What to work on> Reproduce every record exactly as written.

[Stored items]
>>>

PR #267, opened 2019-04-04
zkvm/key: use MuSig key aggregation scheme

vickiniu:
Removes the `key_agg_fn` closure in `Verifier::verify_tx` to make key aggregation consistent between Multikey and single-party Schnorr aggregation. 

Sparked by [this conversation](https://i10r.slack.com/archives/CEMSC5YRK/p1554331172056000) since we want all transactions to be verifiable without this extra per-tx information about which key aggregation scheme to use.

### DIFF
--- a/zkvm/src/verifier.rs
+++ b/zkvm/src/verifier.rs
@@ -99,7 +99,8 @@ impl<'t> Verifier<'t> {
 
         if verifier.signtx_keys.len() != 0 {
             verifier.deferred_operations.push(
-                // TODO: change this to use multi-message context
+                /// TODO: use MuSig multi-message API, signing contract
+                /// IDs in addition to TxID for each key.
                 tx.signature
                     .verify(
                         &mut signtx_transcript,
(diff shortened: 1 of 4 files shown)


zkvm/src/verifier.rs
```diff
@@ -108,7 +101,12 @@ impl<'t> Verifier<'t> {
             verifier.deferred_operations.push(
                 // TODO: change this to use multi-message context
                 tx.signature
-                    .verify(&mut signtx_transcript, key_agg_fn(&verifier.signtx_keys)?)
+                    .verify(
+                        &mut signtx_transcript,
+                        Multikey::new(verifier.signtx_keys)
```
oleganza: Maybe add a comment that we'd need to sign the contract IDs per key (in addition to txid) via multi-message API?

```suggestion
                        // TODO: change this to a proper multi-message API (#176, #266) and use (Contract ID, pubkey) pairs.
                        Multikey::new(verifier.signtx_keys)
```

<<<

Task answer>
PR #267, opened 2019-04-04
zkvm/key: use MuSig key aggregation scheme

vickiniu:
Removes the `key_agg_fn` closure in `Verifier::verify_tx` to make key aggregation consistent between Multikey and single-party Schnorr aggregation. 

Sparked by [this conversation](https://i10r.slack.com/archives/CEMSC5YRK/p1554331172056000) since we want all transactions to be verifiable without this extra per-tx information about which key aggregation scheme to use.

### DIFF
--- a/zkvm/src/verifier.rs
+++ b/zkvm/src/verifier.rs
@@ -99,7 +99,8 @@ impl<'t> Verifier<'t> {
 
         if verifier.signtx_keys.len() != 0 {
             verifier.deferred_operations.push(
-                // TODO: change this to use multi-message context
+                /// TODO: use MuSig multi-message API, signing contract
+                /// IDs in addition to TxID for each key.
                 tx.signature
                     .verify(
                         &mut signtx_transcript,
(diff shortened: 1 of 4 files shown)


zkvm/src/verifier.rs
```diff
@@ -108,7 +101,12 @@ impl<'t> Verifier<'t> {
             verifier.deferred_operations.push(
                 // TODO: change this to use multi-message context
                 tx.signature
-                    .verify(&mut signtx_transcript, key_agg_fn(&verifier.signtx_keys)?)
+                    .verify(
+                        &mut signtx_transcript,
+                        Multikey::new(verifier.signtx_keys)
```
oleganza: Maybe add a comment that we'd need to sign the contract IDs per key (in addition to txid) via multi-message API?

```suggestion
                        // TODO: change this to a proper multi-message API (#176, #266) and use (Contract ID, pubkey) pairs.
                        Multikey::new(verifier.signtx_keys)
```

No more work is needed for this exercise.